Hypothesis-testing methods for multivariate data are needed to make rigorous probability statements about the effects of factors and their interactions in experiments. Analysis of variance is particularly powerful for the analysis of univariate data. The traditional multivariate analogues, however, are too stringent in their assumptions for most ecological multivariate data sets. Non-parametric methods, based on permutation tests, are preferable.
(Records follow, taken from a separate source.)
PR #5230, opened 2026-01-17
(Fix) Hide news block when no articles exist

thatonePRguy:
The news block currently renders an empty section when there are no existing articles.

Adding `@if ($articles->isNotEmpty())` follows the same pattern used by featured.blade.php to prevent rendering an empty article section when there are no articles to display.

Note: Diff looks messy since everything was indented one level. Only additions are L1: `@if ($articles->isNotEmpty())` and L70: `@endif`

### DIFF
--- a/resources/views/blocks/news.blade.php
+++ b/resources/views/blocks/news.blade.php
@@ -19,7 +19,10 @@
             </h2>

This paper describes a new non-parametric method for multivariate analysis of variance, after McArdle and Anderson (in press). It is given here, with several applications in ecology, to provide an alternative and perhaps more intuitive formulation for ANOVA (based on sums of squared distances) to complement the description pro- vided by McArdle and Anderson (in press) for the analysis of any linear model. It is an improvement on previous non-parametric methods because it allows a direct additive partitioning of variation for complex models. It does this while maintaining the flexibility and lack of formal assumptions of other non-parametric methods. The test- statistic is a multivariate analogue to Fisher's F-ratio and is calculated directly from any symmetric distance or dissimilarity matrix. P-values are then obtained using permutations. Some examples of the method are given for tests involving several factors, including factorial and hierarchical (nested) designs and tests of interactions.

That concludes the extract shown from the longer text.